EO stands among horses. The horses are larger. The stable is clean. A woman brings feed. EO eats. EO stands. EO looks at the wall.

Skolimowski’s camera is at EO’s height. Not always, but often enough that you begin to experience the world from approximately three and a half feet above the ground. The world from this height is different. Faces are foreshortened. Legs and boots dominate. The sky is visible only when EO looks up, and EO does not often look up. The ground is where the information is: mud, hooves, concrete, grass, the shadow of a fence, the shadow of a person.

The film will follow EO through six countries. Through kindness and cruelty. Through landscapes that range from pastoral to industrial to nocturnal forest floor filmed in infrared, the trees glowing white against black like an X-ray of the world’s skeleton. EO will not choose any of these destinations. EO will be moved, transported, escaped, recaptured, handed off, abandoned. The journey is not a journey. It is a series of displacements, and each displacement reveals a human world that did not know it was being observed.

[SCENE: FIELD. AFTERNOON. WIND.]

EO walks. The grass is tall. The wind moves the grass around EO’s body.

Skolimowski and cinematographer Michał Dymek shoot this sequence with a drone, and the image is extraordinary: a small grey animal moving through a green field, seen from above, the wind creating waves in the grass that part around EO like water around a stone. The shot holds. The beauty is literal. It is not symbolic. It is not a metaphor for anything. It is a donkey in a field in the wind, and it is one of the most purely beautiful images in any film on this site.

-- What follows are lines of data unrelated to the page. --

Issue #643, opened 2026-02-23
Extract SQLite/D1 adapters from entity-todo into @vertz/db


viniciusdacal:
## Description

The entity-todo example currently has full CRUD implementations in `db.ts` (SQLite) and `db-d1.ts` (D1). These should be generic adapters in `@vertz/db` so users don't need boilerplate.

## Goal

After this, entity-todo should just have:
```ts
const db = createDbProvider({
  dialect: 'sqlite',
  schema: schema,
  migrations: { autoApply: true },
});
```

No manual SQL, no CRUD implementations — the framework generates it from the schema.

## Tasks

1. Move SQLite adapter logic into `@vertz/db` as a generic adapter
2. Move D1 adapter logic into `@vertz/db` as a generic adapter
3. Generate CRUD operations from entity schema (create, list, get, update, delete)
4. Update entity-todo to use the generic adapters
5. Remove boilerplate `db.ts` and `db-d1.ts` from example

## Acceptance Criteria

- [ ] `createDbProvider()` returns an object with CRUD methods generated from schema
- [ ] SQLite adapter in `@vertz/db` works for local dev
- [ ] D1 adapter in `@vertz/db` works for Cloudflare
- [ ] entity-todo has no manual SQL or CRUD boilerplate
- [ ] SQL injection protection built into the adapters

## Labels

enhancement, P1

PR #646, opened 2026-02-23
feat(db): Extract SQLite/D1 adapters into @vertz/db (#643)

viniciusdacal:
This PR extracts the SQLite and D1 adapters from entity-todo into @vertz/db, following the goal of Issue #643.

## Changes

1. **Created generic SQLite adapter** (`packages/db/src/adapters/sqlite-adapter.ts`):
   - Takes schema + connection config
   - Implements: create, list, get, update, delete
   - Uses schema metadata to generate SQL — no manual SQL

2. **Created generic D1 adapter** (`packages/db/src/adapters/d1-adapter.ts`):
   - Same interface as SQLite adapter
   - Uses D1 binding instead of bun:sqlite

3. **Added `createDbProvider()` factory** (`packages/db/src/adapters/index.ts`):
   - Unified API for both SQLite and D1 dialects
   - Handles dialect-specific configuration

4. **Updated @vertz/db exports** (`packages/db/src/index.ts`)

5. **Updated entity-todo** to use the new generic adapters:
   ```ts
   import { createDbProvider } from @vertz/db;
   import { todosTable } from './schema';
   
   export const db = createDbProvider({
     dialect: 'sqlite',
     schema: todosTable,
     migrations: { autoApply: true },
   });
   ```

## Testing

- API tests pass (6/6)
- Dev server starts correctly
- Build succeeds

### DIFF
--- a/packages/db/src/adapters/__tests__/sqlite-adapter.test.ts
+++ b/packages/db/src/adapters/__tests__/sqlite-adapter.test.ts
@@ -38,7 +38,7 @@ describe('SqliteAdapter', () => {
     driver = createSqliteDriver(':memory:');
 
     // Create the adapter with auto-apply migrations
-    adapter = createSqliteAdapter<UsersSchema>({
+    adapter = await createSqliteAdapter<UsersSchema>({
       schema: usersTable,
       dbPath: ':memory:',
       migrations: { autoApply: true },


viniciusdacal:
## 🔴 Adversarial Review — Critical Issues Found

I've reviewed this PR with a focus on SQL injection, API inconsistencies, edge cases, and better-sqlite3 compatibility. **Found multiple critical security issues that need to be addressed before merge.**

---

## 🚨 CRITICAL: SQL Injection Vulnerabilities

### 1. **Table Name Not Escaped (CRITICAL)**

Both `sqlite-adapter.ts` and `d1-adapter.ts` directly interpolate `schema._name` into SQL without validation or escaping:

```typescript
// sqlite-adapter.ts:217
const rows = await this.driver.query<Record<string, unknown>>(
  `SELECT * FROM ${this.tableName} WHERE id = ?`,  // ⚠️ tableName not escaped
  [id],
);
```

Same issue in `INSERT`, `UPDATE`, `DELETE`, `CREATE TABLE`, and `CREATE INDEX` statements.

**Attack vector:** If a schema is ever constructed with user-influenced table name:
```typescript
const maliciousName = "users; DROP TABLE users; --";
const table = d.table(maliciousName, {...});
```

**Fix:** Escape identifiers or validate table names against a strict pattern (alphanumeric + underscore).

---

### 2. **Column Names Not Escaped (CRITICAL)**

Column names are interpolated directly without escaping:

```typescript
// sqlite-adapter.ts:278
whereClauses.push(`${key} = ?`);  // ⚠️ key not escaped
```

While there's whitelist validation for `where` clauses in `list()`, the following are NOT validated:

- `generateCreateTableSql()` — column definitions
- `generateIndexSql()` — index columns  
- `create()` — column names in INSERT
- `update()` — column names in UPDATE

**Example issue in index generation:**
```typescript
// sqlite-adapter.ts:122
sqls.push(`CREATE INDEX IF NOT EXISTS ${indexName} ON ${tableName} (${index.columns.join(', ')})`);
```

If `index.columns` contains `["id); DROP TABLE users; --"]`, this would execute the malicious SQL.

---

### 3. **CHECK Constraints Not Escaped (CRITICAL)**

```typescript
// sqlite-adapter.ts:80
if (meta.check) {
  colDef += ` CHECK (${meta.check})`;  // ⚠️ meta.check directly interpolated
}
```

If `meta.check` contains malicious SQL, it will be executed.

---

### 4. **Index Names Not Escaped**

```typescript
// sqlite-adapter.ts:117
const indexName = index.name || `idx_${tableName}_${index.columns.join('_')}`;
sqls.push(`CREATE ${unique}INDEX IF NOT EXISTS ${indexName} ...`);
```

---

## ⚠️ HIGH: API Inconsistencies

### 5. **Boolean WHERE Clause Handling Differs Between Adapters**

**SQLite adapter** (line 265-267):
```typescript
// Converts boolean to integer for WHERE clause
const colMeta = this.schema._columns[key]?._meta as ColumnMetadata | undefined;
const convertedValue = colMeta?.sqlType === 'boolean' ? (value ? 1 : 0) : value;
```

**D1 adapter** (line 269-271):
```typescript
// Does NOT convert boolean — just passes the value through
countParams.push(value);
```

This means `list({ where: { active: true } })` works in SQLite but **fails silently in D1** because D1 stores booleans as INTEGER.

---

### 6. **Hardcoded Primary Key Column**

Both adapters assume the primary key is always named `"id"`:

```typescript
// sqlite-adapter.ts:217
`SELECT * FROM ${this.tableName} WHERE id = ?`
```

But a schema could have a different primary key:
```typescript
d.table('users', {
  userId: d.uuid().primary(),  // Primary key is "userId", not "id"
  name: d.text(),
});
```

This would cause `get()`, `update()`, and `delete()` to fail silently.

---

### 7. **Missing Limit Bounds**

```typescript
// sqlite-adapter.ts:287
const limit = options?.limit ?? 20;
sql += ' LIMIT ?';
params.push(limit);
```

No validation:
- Negative limits are accepted
- Extremely large limits could cause memory issues
- No maximum bound enforced

---

## ⚠️ MEDIUM: Edge Cases & Better-sqlite3 Compatibility

### 8. **Mutating Input Data Object**

```typescript
// sqlite-adapter.ts:310
if (meta.primary && !data[colName]) {
  data[colName] = crypto.randomUUID();  // ⚠️ Mutates caller's object
}
```

This violates the principle of immutability and can cause unexpected behavior:
```typescript
const input = { name: "Test" };
await adapter.create(input);
console.log(input.id);  // Surprise! Now has an id property
```

---

### 9. **Error Information Loss**

Original errors are swallowed and replaced with generic messages:

```typescript
// sqlite-adapter.ts:226
} catch (error) {
  throw new Error(`Failed to retrieve record: resource may be unavailable`);
}
```

This makes debugging extremely difficult. The original error should be chained or logged.

---

### 10. **Missing `cuid()` Implementation**

```typescript
// sqlite-adapter.ts:312
} else if (meta.generate === 'cuid') {
  data[colName] = crypto.randomUUID(); // TODO: use actual cuid
}
```

If someone uses `d.uuid().primary({ generate: 'cuid' })`, they get a UUID instead of a CUID. This is a silent bug.

---

### 11. **Potential Race Condition in Driver Fallback**

```typescript
// sqlite-adapter.ts:161
try {
  const { Database } = require('bun:sqlite');
  db = new Database(dbPath);
} catch {
  try {
    const Database = require('better-sqlite3');
    db = new Database(dbPath);
  } catch (error) {
```

If `bun:sqlite` exists but fails to open the database (e.g., file locked), it falls through to `better-sqlite3`, which might also fail but with a misleading error message.

---

### 12. **Missing `exec()` Method in Interface**

The `SqliteDatabase` interface declares `exec()` but `better-sqlite3`'s `exec()` behaves differently than `bun:sqlite`'s. The PRAGMA call:
```typescript
db.exec('PRAGMA journal_mode = WAL');
```
works in bun:sqlite but `better-sqlite3`'s `exec()` doesn't return anything useful for PRAGMA statements.

---

## 📋 Recommended Fixes

1. **Add identifier escaping** — Create an `escapeIdentifier()` function and use it for all table/column/index names
2. **Validate table names** — Only allow `[a-zA-Z_][a-zA-Z0-9_]*`
3. **Validate column names** — Same pattern
4. **Fix D1 boolean WHERE clause** — Port the conversion logic from SQLite adapter
5. **Dynamic primary key detection** — Use schema metadata to find PK column
6. **Add limit bounds** — Clamp to [1, 1000] or similar
7. **Don't mutate input** — Create a copy before modifying
8. **Preserve error context** — Use `error.cause` or wrap with original error
9. **Implement or remove cuid** — Either implement proper CUID or throw an error
10. **Add tests for edge cases** — Custom PK names, empty data, negative limits

---

## Summary

| Severity | Count |
|----------|-------|
| Critical (SQL Injection) | 4 |
| High (API Inconsistency) | 3 |
| Medium (Edge Cases) | 5 |

**Recommendation:** Block merge until SQL injection issues are addressed. The code is well-structured but needs security hardening before production use.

This is what separates EO from its ancestor. Bresson’s Au Hasard Balthazar, made in 1966, followed a donkey through a French village and used the donkey as a mirror for human cruelty, vanity, and occasional grace. Bresson’s style was austere, controlled, stripped of everything unnecessary. His donkey was a saint.

Skolimowski’s donkey is not a saint. Skolimowski’s donkey is a donkey. And Skolimowski’s style is the opposite of austere. EO is ecstatic. It is visually extravagant. It uses infrared photography, drone shots, strobing red light, handheld chaos, and a score that swings between electronic pulse and operatic grandeur. Bresson would have disapproved of every one of these choices. Skolimowski does not care. He is eighty-four. He has nothing to prove and no one to imitate. He made the film he wanted to make, and the film he wanted to make is one where a donkey walks through the world and the world is filmed as though seeing it for the first time.

[SCENE: FOREST. NIGHT. INFRARED.]

EO has escaped. Or been released. Or wandered away. The distinction is unclear. EO is in a forest at night.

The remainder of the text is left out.